■ EXCERPTED DATA:

-- Opening Marker --

PR #424, opened 2023-10-06
423 disable js engine

rschwietzke:
JS engine is off by default and not started. A short test has shown that the scripts for regular load tests still work. We are also not creating the debugger object, if not needed.

## CPU
-10 %

### Old
image

### New
image

## Memory
-200 MB

### Old
image

### New
image

### DIFF
--- a/samples/testsuite-template/config/default.properties
+++ b/samples/testsuite-template/config/default.properties
@@ -182,18 +182,18 @@ com.xceptance.xlt.staticContentCache.size = 1000
 ################################################################################
 
 ## Whether the JavaScript Engine is enabled. Default is false.
-## The JS engine of the HtmlUnit webclient is heavy, if we don't need
-## it, we don't start it
-# com.xceptance.xlt.javaScriptEngineEnabled = false
+## The JS engine of the HtmlUnit web client is heavy so if you don't need it,
+## don't enable it.
+#com.xceptance.xlt.javaScriptEngineEnabled = false
 
-## Whether JavaScript is enabled AND the JS engine has been started too.
-## Setting this to false still starts the JS engine (if set top true) but does not
-## execute any JS in the page. Default is false.
-# com.xceptance.xlt.javaScriptEnabled = false
+## Whether the execution of JavaScript code in a Web page is enabled. Default
+## is false. When enabling it, ensure the javaScriptEngineEnabled flag above
+## is true as well.
+#com.xceptance.xlt.javaScriptEnabled = false
 
 ## Whether the JavaScript debugger (function call logger) is enabled.
 ## Default is false.
-com.xceptance.xlt.js.debugger.enabled = false
+#com.xceptance.xlt.js.debugger.enabled = false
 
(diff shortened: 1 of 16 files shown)


rbri:
cool

samples/testsuite-template/config/default.properties
h-arlt, line 1: Apply changes to the default configuration in the other sample projects too?

h-arlt (changes requested):

samples/testsuite-template/config/default.properties
rschwietzke: That would be perfect but because we go with off as default, it is less pressing to update the others. They get it indirectly.

rschwietzke: For the XLT sample projects, we can apply that change now, for the external projects, we apply it as part of the update to 7.whatever

jowerner (changes requested):
XltWebClient always sets an XltJavaScriptEngine instance at the moment. To save even more resources, this should be skipped if `javaScriptEngineEnabled` is false.

When loading static content, the XltWebClient relies on the Javascript engine being available in order to evaluate CSS styles, etc. This functionality of XltWebClient needs to be bypassed when javaScriptEngineEnabled is false.

Also it seems that we should rather replace most occurrences of `WebClient.getOptions().isJavaScriptEnabled()` with `WebClient.isJavaScriptEnabled()` as the latter also takes the `javaScriptEngineEnabled` flag into account.

rbri:
>When loading static content, the XltWebClient relies on the Javascript engine being available in order to evaluate CSS styles, etc. 

I guess this is now fixed. Do you have some time to test this?

rbri:
just made a new snapshot build...

src/main/java/com/xceptance/xlt/engine/XltWebClient.java
```diff
@@ -1574,15 +1577,18 @@ private List<CSSStyleRuleImpl> getCssRulesWithUrls(final HtmlPage page)
     {
         final List<CSSStyleRuleImpl> cssRules = new ArrayList<CSSStyleRuleImpl>();
 
-        final Window window = ((Window) page.getEnclosingWindow().getScriptableObject());
-        final HTMLDocument document = ((HTMLDocument) window.getDocument());
-
-        // check all style sheets
-        final StyleSheetList sheets = document.getStyleSheets();
-        for (int i = 0; i < sheets.getLength(); i++)
+        if (isJavaScriptEnabled())
```
rbri, line 1584: with 3.7 js support is no longer required to work with style sheets.

At least for this you can hopefully use HtmlPage.getStyleSheets() https://github.com/HtmlUnit/htmlunit/commit/03877bb3ba4e163523198192dd96ab7b37c0c7f2.
Will try to make a new snapshot later today.

jowerner: Cool! When time permits, we will upgrade to 3.7 and see what we can simplify on our end.

jowerner (approved):

Issue #179, opened 2022-01-03
Support for JDK 17+


js-xc:
With older Java versions, running XLT test scenarios (in the IDE) caused the following console warning: 
`WARNING: An illegal reflective access operation has occurred
WARNING: Illegal reflective access by com.xceptance.xlt.engine.socket.InstrumentedSocketImpl (file:/home/julia/.m2/repository/com/xceptance/xlt/5.7.0/xlt-5.7.0.jar) to constructor java.net.PlainSocketImpl()
WARNING: Please consider reporting this to the maintainers of com.xceptance.xlt.engine.socket.InstrumentedSocketImpl
WARNING: Use --illegal-access=warn to enable warnings of further illegal reflective access operations
WARNING: All illegal access operations will be denied in a future release`

This "future release" seems to have been reached with JDK 17, when the warning turns into an error and running tests becomes impossible: 
`[11:43:11,425] ERROR [TBrowse-0] - Execution step failed (user: 'TBrowse-0', output: '1640083389589'): null
java.lang.ExceptionInInitializerError
    at com.xceptance.xlt.engine.socket.InstrumentedSocketImplFactory.createSocketImpl(InstrumentedSocketImplFactory.java:33)
    at java.base/java.net.Socket.setImpl(Socket.java:548)
    at java.base/java.net.Socket.<init>(Socket.java:143)
    at java.base/javax.net.DefaultSocketFactory.createSocket(SocketFactory.java:265)
    at org.apache.http.conn.ssl.SSLConnectionSocketFactory.createSocket(SSLConnectionSocketFactory.java:344)
    at org.apache.http.impl.conn.DefaultHttpClientConnectionOperator.connect(DefaultHttpClientConnectionOperator.java:119)
    at org.apache.http.impl.conn.PoolingHttpClientConnectionManager.connect(PoolingHttpClientConnectionManager.java:376)
    at org.apache.http.impl.execchain.MainClientExec.establishRoute(MainClientExec.java:393)
    at org.apache.http.impl.execchain.MainClientExec.execute(MainClientExec.java:236)
    at org.apache.http.impl.execchain.ProtocolExec.execute(ProtocolExec.java:186)
    at org.apache.http.impl.execchain.RetryExec.execute(RetryExec.java:89)
    at org.apache.http.impl.execchain.RedirectExec.execute(RedirectExec.java:110)
    at org.apache.http.impl.client.InternalHttpClient.doExecute(InternalHttpClient.java:185)
[...]

PR #435, opened 2023-10-24
#179: Support for JDK 17+

jowerner:
XLT does no longer throw if the socket layer cannot be instrumented with the used JVM, but logs a warning only.

### DIFF
--- a/src/main/java/com/xceptance/xlt/engine/socket/XltSockets.java
+++ b/src/main/java/com/xceptance/xlt/engine/socket/XltSockets.java
@@ -15,9 +15,12 @@
  */
 package com.xceptance.xlt.engine.socket;
 
-import java.io.IOException;
 import java.net.Socket;
 import java.net.SocketImplFactory;
+
+import org.apache.commons.lang3.exception.ExceptionUtils;
+import org.slf4j.Logger;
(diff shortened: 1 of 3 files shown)


src/main/java/com/xceptance/xlt/engine/socket/XltSockets.java
```diff
@@ -46,9 +51,9 @@ public final class XltSockets
                 // set the global socket impl factory
                 Socket.setSocketImplFactory(new InstrumentedSocketImplFactory());
             }
-            catch (final IOException ex)
+            catch (final Throwable ex)
             {
-                throw new RuntimeException("Failed to initialize XLT sockets", ex);
+                LOG.warn("Failed to initialize XLT sockets: {}", ExceptionUtils.getRootCauseMessage(ex));
```
h-arlt, line 56: Logging a warning might be fine for development mode but when running in context of a load test, we may log it as error (or even re-throw it) instead. WDYT? Otherwise, load test environment misconfigurations might be easily overseen.

h-arlt: Nice. Thx.

h-arlt (approved):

-- Closing Marker --

■ WHAT IS NEEDED: Filter the entries down to the lines that include the string "testsuite".

■ ANSWER SPACE:
--- a/samples/testsuite-template/config/default.properties
+++ b/samples/testsuite-template/config/default.properties
samples/testsuite-template/config/default.properties
samples/testsuite-template/config/default.properties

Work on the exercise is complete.